• WHAT YOU ARE ASKED TO DO
The response must consist of every record, restated word for word.

• DATA FOR THIS EXERCISE
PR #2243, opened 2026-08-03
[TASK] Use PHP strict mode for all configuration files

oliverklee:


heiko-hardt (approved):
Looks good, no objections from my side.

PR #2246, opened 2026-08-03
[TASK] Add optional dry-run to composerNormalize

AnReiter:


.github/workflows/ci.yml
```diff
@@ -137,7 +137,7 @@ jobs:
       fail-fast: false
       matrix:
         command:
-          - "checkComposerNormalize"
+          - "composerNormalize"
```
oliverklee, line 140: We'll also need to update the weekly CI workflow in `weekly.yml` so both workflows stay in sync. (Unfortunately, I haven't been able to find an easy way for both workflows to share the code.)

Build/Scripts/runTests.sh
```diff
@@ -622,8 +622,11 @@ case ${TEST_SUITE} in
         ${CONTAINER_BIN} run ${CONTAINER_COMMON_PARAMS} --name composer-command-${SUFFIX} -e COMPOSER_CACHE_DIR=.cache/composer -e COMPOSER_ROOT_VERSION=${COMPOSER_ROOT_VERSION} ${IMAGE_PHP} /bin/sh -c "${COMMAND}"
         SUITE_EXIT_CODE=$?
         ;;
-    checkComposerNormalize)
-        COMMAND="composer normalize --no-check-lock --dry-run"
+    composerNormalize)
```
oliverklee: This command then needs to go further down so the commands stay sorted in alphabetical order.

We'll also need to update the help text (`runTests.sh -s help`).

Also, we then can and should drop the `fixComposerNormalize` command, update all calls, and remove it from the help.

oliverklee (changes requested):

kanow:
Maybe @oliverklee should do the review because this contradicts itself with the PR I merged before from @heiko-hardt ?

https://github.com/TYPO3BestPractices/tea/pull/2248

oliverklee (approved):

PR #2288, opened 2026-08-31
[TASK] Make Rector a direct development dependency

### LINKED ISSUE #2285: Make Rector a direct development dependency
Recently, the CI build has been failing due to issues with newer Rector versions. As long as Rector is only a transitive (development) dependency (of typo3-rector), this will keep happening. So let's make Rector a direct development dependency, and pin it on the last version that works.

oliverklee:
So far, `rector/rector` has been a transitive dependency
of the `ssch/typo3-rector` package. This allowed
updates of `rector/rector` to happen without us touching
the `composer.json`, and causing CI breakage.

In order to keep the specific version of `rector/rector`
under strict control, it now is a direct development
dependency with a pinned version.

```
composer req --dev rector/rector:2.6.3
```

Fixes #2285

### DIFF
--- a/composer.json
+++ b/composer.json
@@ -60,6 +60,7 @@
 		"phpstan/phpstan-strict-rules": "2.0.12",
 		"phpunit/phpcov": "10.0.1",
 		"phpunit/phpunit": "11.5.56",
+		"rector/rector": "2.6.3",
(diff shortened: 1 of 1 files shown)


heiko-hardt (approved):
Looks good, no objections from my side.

• ANSWER SPACE
PR #2243, opened 2026-08-03
[TASK] Use PHP strict mode for all configuration files

oliverklee:


heiko-hardt (approved):
Looks good, no objections from my side.

PR #2246, opened 2026-08-03
[TASK] Add optional dry-run to composerNormalize

AnReiter:


.github/workflows/ci.yml
```diff
@@ -137,7 +137,7 @@ jobs:
       fail-fast: false
       matrix:
         command:
-          - "checkComposerNormalize"
+          - "composerNormalize"
```
oliverklee, line 140: We'll also need to update the weekly CI workflow in `weekly.yml` so both workflows stay in sync. (Unfortunately, I haven't been able to find an easy way for both workflows to share the code.)

Build/Scripts/runTests.sh
```diff
@@ -622,8 +622,11 @@ case ${TEST_SUITE} in
         ${CONTAINER_BIN} run ${CONTAINER_COMMON_PARAMS} --name composer-command-${SUFFIX} -e COMPOSER_CACHE_DIR=.cache/composer -e COMPOSER_ROOT_VERSION=${COMPOSER_ROOT_VERSION} ${IMAGE_PHP} /bin/sh -c "${COMMAND}"
         SUITE_EXIT_CODE=$?
         ;;
-    checkComposerNormalize)
-        COMMAND="composer normalize --no-check-lock --dry-run"
+    composerNormalize)
```
oliverklee: This command then needs to go further down so the commands stay sorted in alphabetical order.

We'll also need to update the help text (`runTests.sh -s help`).

Also, we then can and should drop the `fixComposerNormalize` command, update all calls, and remove it from the help.

oliverklee (changes requested):

kanow:
Maybe @oliverklee should do the review because this contradicts itself with the PR I merged before from @heiko-hardt ?

https://github.com/TYPO3BestPractices/tea/pull/2248

oliverklee (approved):

PR #2288, opened 2026-08-31
[TASK] Make Rector a direct development dependency

### LINKED ISSUE #2285: Make Rector a direct development dependency
Recently, the CI build has been failing due to issues with newer Rector versions. As long as Rector is only a transitive (development) dependency (of typo3-rector), this will keep happening. So let's make Rector a direct development dependency, and pin it on the last version that works.

oliverklee:
So far, `rector/rector` has been a transitive dependency
of the `ssch/typo3-rector` package. This allowed
updates of `rector/rector` to happen without us touching
the `composer.json`, and causing CI breakage.

In order to keep the specific version of `rector/rector`
under strict control, it now is a direct development
dependency with a pinned version.

```
composer req --dev rector/rector:2.6.3
```

Fixes #2285

### DIFF
--- a/composer.json
+++ b/composer.json
@@ -60,6 +60,7 @@
 		"phpstan/phpstan-strict-rules": "2.0.12",
 		"phpunit/phpcov": "10.0.1",
 		"phpunit/phpunit": "11.5.56",
+		"rector/rector": "2.6.3",
(diff shortened: 1 of 1 files shown)


heiko-hardt (approved):
Looks good, no objections from my side.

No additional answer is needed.